--- Problem to solve ---
Check every line below for the word "BasicBlock" and copy the ones that have it.

--- Data to examine ---
PR #294, opened 2023-05-16
Miscellaneous improvements unlocked by libc++-16

Cvelth:
This PR proposes some style changes. It also drops most of the stuff that mirrors something from STL that is available now. As well as makes our containers more STL-like.

`llvm` sister PR: https://github.com/revng/llvm-project/pull/27
`revng-qa` sister PR: https://github.com/revng/revng-qa/pull/18
`revng-c` sister PR: https://rev.ng/gitlab/revng-private/revng-c/-/merge_requests/157


share/revng/clang-format-style-file.yml
```diff
@@ -115,7 +115,7 @@
   PenaltyBreakTemplateDeclaration: 10,
   PenaltyExcessCharacter: 751362,
   PenaltyIndentedWhitespace: 0,
-  PenaltyReturnTypeOnItsOwnLine: 0,
+  PenaltyReturnTypeOnItsOwnLine: 21,
```
aleclearmind: I've no strong opinions on this.  Both before and after look good to me.

How did you come up with 21?

share/revng/clang-format-style-file.yml
```diff
@@ -110,7 +110,7 @@
   PenaltyBreakBeforeFirstCallParameter: 800000,
   PenaltyBreakComment: 0,
   PenaltyBreakFirstLessLess: 120,
-  PenaltyBreakOpenParenthesis: 0,
+  PenaltyBreakOpenParenthesis: 800000,
```
aleclearmind: Uhm OK. Not sure how this will pan out in practice.

include/revng/ADT/Concepts.h
```diff
@@ -21,9 +21,8 @@ concept equality_comparable = requires(T &&LHS, T &&RHS) {
   { LHS == RHS } -> std::convertible_to<bool>;
 };
 
-// clang-format off
```
aleclearmind, line 24: Did we get rid of all of them?
If so, please ban `clang-format off` in `rcc.yml`

include/revng/ADT/Concepts.h
```diff
@@ -67,18 +68,17 @@ static_assert(not TupleLike<std::vector<int>>);
...
+concept SpecializationOf = requires(Type &Value) {
+  []<typename... Ts>(Ref<Ts...> &) {
+  }(const_cast<std::remove_const_t<Type> &>(Value));
+};
+
+static_assert(SpecializationOf<std::pair<int, long>, std::pair>);
+static_assert(SpecializationOf<const std::pair<int, long>, std::pair>);
+static_assert(SpecializationOf<std::string, std::basic_string>);
+static_assert(SpecializationOf<std::ostream, std::basic_ios>);
+static_assert(not SpecializationOf<std::string, std::basic_string_view>);
```
aleclearmind: Great!

lib/Support/IRHelpers.cpp
```diff
@@ -345,11 +345,9 @@ findJumpTarget(llvm::BasicBlock *&Result,
                  "This block leads to multiple jump targets");
     Result = BB;
   } else {
-    for (BasicBlock *Predecessor : predecessors(BB)) {
-      if (Visited.count(Predecessor) == 0) {
+    for (BasicBlock *Predecessor : predecessors(BB))
+      if (!Visited.contains(Predecessor))
```
aleclearmind, line 349: Please double check again all the `!`, `!=` and friends.
I want to be sure we don't f- this up and introduce super-subtle bugs.

CMakeLists.txt
```diff
@@ -28,7 +28,7 @@ set(CMAKE_SHARED_LIBRARY_LINK_C_FLAGS)
 # cmake-format: off
 # set(CMAKE_CXX_FLAGS "${CMAKE_CXX_FLAGS} -fsanitize=address -shared-libasan")
 # cmake-format: on
-set(CMAKE_CXX_FLAGS "${CMAKE_CXX_FLAGS} -std=c++2a")
+set(CMAKE_CXX_FLAGS "${CMAKE_CXX_FLAGS} -std=c++2b")
```
aleclearmind, line 31: Is this needed? What benefits do we get?

aleclearmind (changes requested):

include/revng/Support/Assert.h
```diff
@@ -63,7 +63,7 @@ extern "C" {
 
 #define boolcast(what) (bool) (what)
 
-#if __STDC_VERSION__ >= 201112L
+#if __STDC_VERSION__ >= 201'112L
```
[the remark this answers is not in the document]
Cvelth: Yep, I kind of expected that. What about hexes only though?

share/revng/clang-format-style-file.yml
Cvelth: Binary search :). I noticed that llvm uses 60 and the behaviour is different from ours (0), so I tried values until I found the breaking point. It seems to be `>20` - hence 21.

share/revng/clang-format-style-file.yml
Cvelth: > Not sure how this will pan out in practice.

What do you mean?

This will make clang-format a lot less likely to break nested function calls (as in, passing the result of one call as the first argument of the next), especially when function names are short-ish.

It has been quite frustrating in the past, since clang-format seemingly breaks legit looking code.

include/revng/Support/Assert.h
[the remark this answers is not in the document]
aleclearmind: Those are the ones I want to grep the most. Nope nope.

share/revng/clang-format-style-file.yml
```diff
@@ -13,7 +13,7 @@
   AlignTrailingComments: false,
   AllowAllArgumentsOnNextLine: true,
   AllowAllParametersOfDeclarationOnNextLine: false,
-  AllowShortBlocksOnASingleLine: Never,
+  AllowShortBlocksOnASingleLine: Empty,
```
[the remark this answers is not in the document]
aleclearmind: That might be good: such a loop would benefit from a comment in the body.

share/revng/clang-format-style-file.yml
```diff
@@ -15,7 +15,7 @@
   AllowAllParametersOfDeclarationOnNextLine: false,
   AllowShortBlocksOnASingleLine: Empty,
   AllowShortCaseLabelsOnASingleLine: false,
-  AllowShortEnumsOnASingleLine: true,
+  AllowShortEnumsOnASingleLine: false,
```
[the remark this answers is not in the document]
aleclearmind: I'm OK with it. Up to you.

share/revng/clang-format-style-file.yml
aleclearmind: Scary but OK.

include/revng/ADT/Concepts.h
pfez: I envision problems if we ban `clang-format off`. Let me explain why.

In `revng-c` we're gonna use MLIR, and MLIR requires certain headers to be included in a specific order (isn't that the case @drblallo @andrealinux1 ?).

In our `clang-format` configuration we force the reordering of headers, and that would break the ordering required from MLIR. So at the moment @andrealinux1 had to use `clang-format off` at least around those nasty `#include`s. This means that either we find a way to solve this include ordering problem, or it's already NOGO to ban `clang-format off` because we already know that we're gonna need it at least there.

There's of course the option of explicitly changing `check-conventions` so that `clang-fomat off` is allowed only in the specific MLIR files, but then `check-conventions` will be "polluted" by filenames, potentially causing MLIR-related changesets in `revng-c` to require changes in `revng` too. It can be done, but I'd honestly prefer to avoid this solution.

Cvelth: I got read of what I could. But some pain-points are still there:

- chaining `requires` in the concept definition sucks. `clang-format` will definitely fix it, but who knows when (There's still no option for it, even in trunk).
- when separate statements inside `requires` block grows beyond certain size, it gets really ugly.
- Stuff like this:
```
using rp_error = std::variant<std::monostate,
                              rp_simple_error,
                              rp_document_error>;
```
- there's a macro in `Assert.h` that look really broken when formatted.

lib/Support/IRHelpers.cpp
Cvelth: I went through them three times, but sounds good, I'll do one extra pass-through right before the merge.

include/revng/Support/Assert.h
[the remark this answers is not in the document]
Cvelth: Gotcha.

share/revng/clang-format-style-file.yml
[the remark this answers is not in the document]
Cvelth: I guess that makes sense. I'm convinced.

share/revng/clang-format-style-file.yml
aleclearmind: :+1:

share/revng/clang-format-style-file.yml
Cvelth: I'd assume this `20` is some value hardcoded somewhere in `clang-format` sources, but I never got a chance to look for it :)

include/revng/ADT/Concepts.h
aleclearmind: Can you post a `diff` of things you don't like when you drop all of `clang-format off`?

Cvelth: (moved to mattermost, but keeping the thread open as a reminder)

Cvelth: done :tada:

lib/Support/IRHelpers.cpp
Cvelth: Did an extra look-through.

include/revng/ADT/GenericGraph.h
```diff
@@ -1463,4 +1505,49 @@ struct GraphTraits<llvm::Inverse<T *>>
...
+namespace llvm {
+
+template<typename T>
+struct GraphTraits<T *>
+  : public decltype(revng::detail::forwardsSpecializationTrick<T>()) {};
+
+template<typename T>
+struct GraphTraits<Inverse<T *>>
+  : public decltype(revng::detail::backwardsSpecializationTrick<T>()) {};
+
```
aleclearmind, line 1552: Mmmh, I'm not very happy with the final form of the changes to `GenericGraph.h`.

It became strictly more difficult and hackish to read and what do we get back?

include/revng/ABI/Definition.h
```diff
@@ -380,10 +380,10 @@ class Definition : public generated::Definition {
 
     llvm::SmallVector<model::Register::Values, 8> Result;
     for (auto Register : GeneralPurposeArgumentRegisters())
-      if (Lookup.count(Register) != 0)
+      if (Lookup.contains(Register))
```
aleclearmind, line 383: Wiiiiiiiiiiiii

aleclearmind (changes requested):

include/revng/ADT/Concepts.h
```diff
@@ -7,6 +7,7 @@
 #include <array>
 #include <concepts>
 #include <iterator>
+#include <ostream>
```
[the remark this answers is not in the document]
Cvelth: That's the smallest standard header with inheritance - used to test `SpecializationOf`. I guess the way to go is to pick something from llvm instead. Any ideas?

include/revng/ADT/GenericGraph.h
Cvelth: > what do we get back?

No need to keep the "SomethingSomethingTag" within the classes. Also, it's a bit more generic (these things can be used on unrelated classes as long as they are sufficiently `GenericGraph`-like).

But yeah, I get what you mean - the bug makes it quite ugly. Consider, though, that it's a temporary solution that would eventually disappear.

Cvelth: Either way, I'm not opposed from stashing this in a branch somewhere and restoring this approach once we update to a clang version that doesn't suffer from this anymore.

include/revng/ADT/Concepts.h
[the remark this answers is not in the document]
aleclearmind: Make something in `tests/unit`.

include/revng/ADT/GenericGraph.h
aleclearmind: This PR has been open too long, let's try to get it down to non-controversial stuff.

Cvelth: Sounds good.

include/revng/ADT/Concepts.h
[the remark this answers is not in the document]
aleclearmind: ACK, let's keep them here.

> That's the smallest standard header with template-adjacent inheritance

Make up some classes using inheritance for the sole purpose of testing.
You can probably get away with a class inheriting `std::vector`.

aleclearmind:
Can you rebase one last time? I'd like to get this in next since it spans many many files.

include/revng/ADT/Concepts.h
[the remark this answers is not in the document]
Cvelth: Done, please check it out (`Concepts.h` header)

include/revng/ADT/GenericGraph.h
Cvelth: Stashed it into here for now:
https://github.com/Cvelth/revng/tree/stash/non-strict-generic-graph-concepts

Cvelth:
Merged in `79ad7ff5ea5fd12d04be5d8f532c3ea4f0446372` :tada:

--- Solution below ---
@@ -345,11 +345,9 @@ findJumpTarget(llvm::BasicBlock *&Result,
-    for (BasicBlock *Predecessor : predecessors(BB)) {
+    for (BasicBlock *Predecessor : predecessors(BB))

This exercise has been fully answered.